術后1個月內每周隨訪1次,觀察陰道分泌物宮頸修復情況,術后1、2個月月經干凈后隨診,觀察宮頸愈合情況。術后3、6個月行細胞學及陰道鏡檢查。
主要選擇統計學軟件SPSS17.0對CIN患者的臨床數據進行分析,以(±s)表示計量資料,t檢驗;以率的形式表示計數資料,χ2檢驗。P<0.05為差異具有統計學意義。
觀察組患者的早產率為15.00%,對照組患者的早產率為10.00%,兩組患者在早產率方面未表現出統計學差異(P>0.05),具體情況見表1。

表1 觀察組與對照組患者妊娠周期的臨床對比
兩組患者在順產率以及剖宮產率兩方面,未表現出統計學差異(P>0.05),具體見表2。

表2 觀察組與對照組妊娠結局以及分娩方式的臨床對比
通過對患者行Leep術將病變宮頸組織切除,治療宮頸癌前病變[3]。術后對生育的潛在影響主要有:Leep手術中會切除部分宮頸組織及宮頸管組織,切除宮頸管組織深度達25mm,可能因此引起宮頸管粘連、宮頸纖維組織增生以致自然分娩時導致宮頸管擴張困難,產程延長,或因宮頸管縮短引發醫源性宮頸機能不全,引起晚期自然流產、早產、急產[3-5]。
在進行本次研究中發現,觀察組患者的早產率為15.00%,對照組患者的早產率為10.00%,兩組患者在早產率方面未表現出統計學差異(P>0.05)。兩組CIN患者在順產率以及剖宮產率兩方面,未表現出統計學差異(P>0.05)。從而證明Leep術不會對患者的妊娠時限以及分娩方式產生明顯影響。

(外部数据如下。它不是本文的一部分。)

PR #2371, opened 2019-09-24
Link to RestException from RestInterfaceClient

Panke:


web/vibe/web/rest.d
```diff
@@ -586,6 +586,10 @@ unittest {
 	the matching method style for this. The RestInterfaceClient class will derive from the
 	interface that is passed as a template argument. It can be used as a drop-in replacement
 	of the real implementation of the API this way.
+
+	Non-success:
+		If an request failed or the server returned an non-success status code,
+		an `web.common.RestException` will be thrown.
```
Geod24:
```suggestion
		a `vibe.web.common.RestException` will be thrown.
```

web/vibe/web/rest.d
```diff
@@ -586,6 +586,10 @@ unittest {
 	the matching method style for this. The RestInterfaceClient class will derive from the
 	interface that is passed as a template argument. It can be used as a drop-in replacement
 	of the real implementation of the API this way.
+
+	Non-success:
+		If an request failed or the server returned an non-success status code,
```
Geod24:
```suggestion
		If a request failed or the server returned an non-success status code,
```

You could also mention timeout here.

Panke:
Thanks for the review, will come back to this in the evening.

Panke:
Can we re-run the travis-ci check? Seems to be a fluke, since the error is "could not download diet-ng".

s-ludwig:
Hm, DUB failures have become more frequent in the last months, I think this is related to the HTTP timeout that was added at some point - needs some investigation. I've restarted the check now.

Panke:
Much appreciated

PR #2372, opened 2019-09-27
Allow cleanup of redis sockets to prevent event core leaking.

schveiguy:
See issue #2245. This allows user code to clean up a `RedisClient` or `RedisSessionStore` before exiting the program to prevent messages of leaked eventcore drivers. Not attached to the function name, so if that needs to change, let me know.

### DIFF
--- a/redis/vibe/db/redis/redis.d
+++ b/redis/vibe/db/redis/redis.d
@@ -130,6 +130,16 @@ final class RedisClient {
 		});
 	}
 
+	/** Release all connections that are not in use. Call before exiting the
+	 * program to avoid relying on the GC to clean up the sockets.
+	 */
+	void releaseUnusedConnections() @safe
+	{
+		m_connections.removeUnused((conn) @safe {
+                 conn.m_conn.close();
+		});
+	}
+
 	/// Returns Redis version
 	@property string redisVersion()
 	{
--- a/redis/vibe/db/redis/redis.d
+++ b/redis/vibe/db/redis/redis.d
@@ -135,8 +135,12 @@ final class RedisClient {
 	 */
 	void releaseUnusedConnections() @safe
 	{
-		m_connections.removeUnused((conn) @safe {
+		// the try/catch in this is for the old vibe.d:core library, not
+		// necessary in vibe-core, but we have to work with both.
+		m_connections.removeUnused((conn) @safe nothrow {
+			try {
                  conn.m_conn.close();
+			 } catch(Exception e) {}
 		});
 	}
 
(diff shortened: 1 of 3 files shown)


Geod24:
Any way this could be tested ?

schveiguy:
I'm trying to think of how to test this without having an actual Redis server...

Indeed, there's only 2 unittests in this file, and they both do not work with the actual Redis server.

I'm open to ideas, but I don't know if it can be done.

s-ludwig:
> I'm trying to think of how to test this without having an actual Redis server...
>
> Indeed, there's only 2 unittests in this file, and they both do not work with the actual Redis server.

There is a Redis integration test in the "tests" directory where this could be added. The only way to verify this that I can see is to manually count all open file descriptors/SOCKET handles, before and after. I'd not make this mandatory, but it would be nice to add a simple call in the existing test, so that ideally the current warnings go away ([CI output](https://travis-ci.org/vibe-d/vibe.d/jobs/591144252#L1806-L1842)).

redis/vibe/db/redis/redis.d
```diff
@@ -130,6 +130,20 @@ final class RedisClient {
...
+	 * program to avoid relying on the GC to clean up the sockets.
+	 */
+	void releaseUnusedConnections() @safe
+	{
+		// the try/catch in this is for the old vibe.d:core library, not
+		// necessary in vibe-core, but we have to work with both.
+		m_connections.removeUnused((conn) @safe nothrow {
+			try {
+                 conn.m_conn.close();
+			 } catch(Exception e) {}
```
s-ludwig:
```suggestion
			 } catch(Exception e) logDebug("Failed to close unused Redis connection: %s", e.msg);
```

Not sure whether this can actually occur in the implementation, but at least that way there is a chance to notice unexpected behavior.

schveiguy: Admittedly, this was simply to shut up the compiler. It only requires this for the `vibe-d:core` version, as the interface does not require `nothrow` on the `close` method.

I will update to log the exception as requested.

schveiguy:
Updated

schveiguy:
Ugh, I keep screwing up my redis test. I couldn't run the test locally because I don't have a redis server that I want to muck with. In any case, I had to force push again. If it turns green, I'll ping you to reapply the auto merge.

schveiguy:
OK, ping @s-ludwig. The failure seems unrelated to the patch.

schveiguy:
ping @s-ludwig again.

s-ludwig:
Sorry, missed the first time! Restarted and toggling auto-merge.

PR #2732, opened 2023-05-22
Fix scope related deprecation warnings in vibe.data.json

s-ludwig:
Avoids using formattedWrite directly in order to avoid warnings when passing a scope output range.

Also marks the `line` parameter of `parseJson` `scope` (which probably isn't inferred as such due to the recursive nature of `parseJson`).

See also #2724.

### DIFF
--- a/data/vibe/data/json.d
+++ b/data/vibe/data/json.d
@@ -69,7 +69,7 @@ module vibe.data.json;
 public import vibe.data.serialization;
 public import std.json : JSONException;
 
-import vibe.internal.conv : enumToString;
+import vibe.internal.conv : enumToString, formattedWriteFixed;
 
 import std.algorithm;
 import std.array;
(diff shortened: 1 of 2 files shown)


data/vibe/data/json.d
```diff
@@ -1141,27 +1141,27 @@ struct Json {
...
+			void delegate(scope const(char)[]) @safe sink;
+			void put(scope const(char)[] str) @safe { sink(str); }
 			void put(char ch) @trusted { sink((&ch)[0 .. 1]); }
 		}
 		auto r = DummyRangeS(sink);
 		writeJsonString(r, this);
 	}
 	/// ditto
-	void toString(scope void delegate(const(char)[]) @system sink, FormatSpec!char fmt)
+	void toString(scope void delegate(scope const(char)[]) @system sink, FormatSpec!char fmt)
```
Geod24, line 1157: That's a breaking change isn't it ? Giving it a non-scope delegate will break.

s-ludwig: True, I'll add a separate overload. Not sure what the warning here was anyway, at least the method should be `@system`.

PR #2741, opened 2023-08-10
Test new openssl version

Geod24:


s-ludwig:
Is this something that is still relevant for release? I've tagged an RC, as everything looked okay now after adjusting for "mysterious" CI failures in #2743.

Geod24:
No longer relevant. We had problems internally as this triggered a compiler bug in recent releases (leading to a linking error), but the latest 3 releases are fine.

s-ludwig:
Okay, yeah, we tripped over the same issue probably, and also fixed it with a compiler upgrade.

PR #2748, opened 2023-09-05
Remove support for non-safe REST methods

Geod24:
```
The deprecation has been introduced in v0.8.0, released 2017-07-10, over 6 years ago. The workaround also introduces some issues, as a closure is created (memory allocation) and it does not work for types with scoped destruction.
```

Deprecation introduced in https://github.com/vibe-d/vibe.d/commit/2d9967e23e24d2957651bd1228b5360e54ab7a16

### DIFF
--- a/examples/rest-collections/source/api.d
+++ b/examples/rest-collections/source/api.d
@@ -4,11 +4,13 @@ module api;
 import vibe.web.rest;
 
 interface ForumAPI {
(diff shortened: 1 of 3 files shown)


Geod24:
I think for this to be reasonable it needs to be an error message in a static assert. A compile error deep within Vibe doesn't cut it.

PR #2755, opened 2023-11-23
Add server setting for max HTTP request header line length.

charlesreiss:
Instead of using a hard-coded length of 4096 for the maximum size of lines in the HTTP headers (including the status line), make this configurable in HTTPServerSettings.

### DIFF
--- a/http/vibe/http/server.d
+++ b/http/vibe/http/server.d
@@ -457,7 +457,7 @@ HTTPServerRequest createTestHTTPServerRequest(URL url, HTTPMethod method, InetHe
 @safe {
 	auto tls = url.schema == "https";
 	auto ret = new HTTPServerRequest(Clock.currTime(UTC()), url.port ? url.port : tls ? 443 : 80);
-        ret.m_settings = new HTTPServerSettings;
+	ret.m_settings = new HTTPServerSettings;
 	ret.requestPath = url.path;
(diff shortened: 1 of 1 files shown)


s-ludwig (approved):

s-ludwig:
`dub test :web` appears to result in a segmentation fault with the changes. From the diff alone I'm not sure what causes it.

charlesreiss:
It looked like the problem was that createTestHTTPServerRequest didn't setup m_settings in the HTTPServerRequest, so the test used a null pointer when trying to access the new max line length settings (e.g. for form-parsing).

I believe I've fixed it (by using a default-constructed HTTPServerSettings).

http/vibe/http/server.d
```diff
@@ -657,6 +658,9 @@ final class HTTPServerSettings {
 	/// the url and all headers.
 	ulong maxRequestHeaderSize = 8192;
 
+        /// Maximum number of bytes in a single line in the request header.
+        ulong maxRequestHeaderLineSize = 4096;
```
s-ludwig, line 662: This should be `size_t` in order to be able to be passed to `parseFormData` on 32-bit builds. `maxRequestHeaderSize` should probably also be a `size_t`, since it needs to fully fit into memory, too, but that's a different issue.

Minor note: the indentation here uses spaces instead of tabs.

PR #2762, opened 2024-01-28
Proxy handles repeated headers

Alexibu:
The proxy code was replacing previous instances of a header during copying.
Using addField instead of opIndexAssign preserves multiple instances of the same header.

### DIFF
--- a/web/vibe/web/common.d
+++ b/web/vibe/web/common.d
@@ -1256,11 +1256,11 @@ package void setVoid(T, U)(ref T dst, U value)
 }
 
 unittest {
-	static assert(!__traits(compiles, { bool[] barr; ParamError err;readFormParamRec(null, barr, "f", true, NestedNameStyle.d, err); }));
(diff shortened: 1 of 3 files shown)


Geod24:
Do you have a test for this ?

Alexibu:
No I don't have a test. I was going to do one now, but can't see a lot of tests. Is the stuff in tests/ all there is ?

s-ludwig:
@Alexibu The whole HTTP code base is now found at https://github.com/vibe-d/vibe-http/ - including the tests. Sorry that this happened while your PR was still open. The code is identical for now though, so the current diff should apply as-is.

The main question that I had when looking at the changes is the handling of the "Connection" field. Did you make the change to `addField` there on purpose, or just for consistency? The reason I'm asking is that this field should, under normal circumstances, never be distributed over multiple entries and (without having double checked in the actual code) I'm a little worried that we might accidentally end up with two entries some way.

PR #2763, opened 2024-02-04
Fix handling of enum parameters for REST interface clients

s-ludwig:
Instead of by name, enum values were serialized by value, causing a conversion error on the server side. This now mirrors the cases in `fromRestString` to `toRestString`, ensuring they match up.

### DIFF
--- a/tests/rest/source/app.d
+++ b/tests/rest/source/app.d
@@ -483,6 +483,8 @@ interface Example8API
 		double d;
 	}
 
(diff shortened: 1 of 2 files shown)


Geod24:
Can we add a test with an enum with duplicated values ?
`enum E { foo = 0, bar = 1, foobar =0 }` ?

s-ludwig:
Done

l-kramer (approved):

PR #2771, opened 2024-02-06
Remove support for non-safe REST methods

s-ludwig:
Takes up on #2748 and uses a clear error message instead of letting the compiler output indirect errors.

Closes #2748.

### DIFF
--- a/examples/rest-collections/source/app.d
+++ b/examples/rest-collections/source/app.d
@@ -48,7 +48,10 @@ class LocalThreadAPI : ThreadAPI {
 
 	string[] get()
 	{
-		return m_data.threads.keys;
+		static if (__VERSION__ < 2099) {
+			// NOTE: .keys is not @safe on older compiler versions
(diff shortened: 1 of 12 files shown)


examples/rest-collections/source/app.d
```diff
@@ -48,7 +48,8 @@ class LocalThreadAPI : ThreadAPI {
 
 	string[] get()
 	{
-		return m_data.threads.keys;
+		// NOTE: .keys is not @safe on older compiler versions
```
Geod24, line 51: Do you know from what version it is ?

s-ludwig: I tested it now on run.dlang.io and it works starting with 2.098.1.

s-ludwig: Rebased and added a `static if(__VERSION__)`.

l-kramer (approved):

總之,選擇Leep術對宮頸CIN患者進行治療,可在門診進行并可對標本進行病理學檢查,簡便、易行,實施手術的時間較短,臨床疼痛癥狀較輕是診治宮頸疾病安全有效的方法,對妊娠結局無不良影響,并不增加隨后妊娠的早產率、剖腹產率。成功凸顯Leep術臨床應用價值。